> [Assigned task]: Write the data out again in full, with no departure from the original.

> [Input records]:
PR #1096, opened 2024-03-22
Add Installer customizations to API

achilleas-k:
Update the specs and add the new Installer customizations to the API.

See https://github.com/osbuild/osbuild-composer/pull/4005 and further links.

### DIFF
--- a/internal/v1/api.yaml
+++ b/internal/v1/api.yaml
@@ -1479,6 +1479,8 @@ components:
             even when there are one or more mountpoints.
         fips:
           $ref: '#/components/schemas/FIPS'
+        installer:
+          $ref: '#/components/schemas/Installer'
     Container:
       type: object
       required:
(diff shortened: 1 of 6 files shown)


internal/v1/api.yaml
```diff
@@ -1684,6 +1686,21 @@ components:
...
           default: false
+    Installer:
+      type: object
+      additionalProperties: false
+      description: Anaconda installer configuration
+      properties:
+        unattended:
+          type: boolean
+          description: |
+            Create a kickstart file for a fully automated installation
```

> [Solution to this problem]:
PR #1096, opened 2024-03-22
Add Installer customizations to API

achilleas-k:
Update the specs and add the new Installer customizations to the API.

See https://github.com/osbuild/osbuild-composer/pull/4005 and further links.

### DIFF
--- a/internal/v1/api.yaml
+++ b/internal/v1/api.yaml
@@ -1479,6 +1479,8 @@ components:
             even when there are one or more mountpoints.
         fips:
           $ref: '#/components/schemas/FIPS'
+        installer:
+          $ref: '#/components/schemas/Installer'
     Container:
       type: object
       required:
(diff shortened: 1 of 6 files shown)


internal/v1/api.yaml
```diff
@@ -1684,6 +1686,21 @@ components:
...
           default: false
+    Installer:
+      type: object
+      additionalProperties: false
+      description: Anaconda installer configuration
+      properties:
+        unattended:
+          type: boolean
+          description: |
+            Create a kickstart file for a fully automated installation
```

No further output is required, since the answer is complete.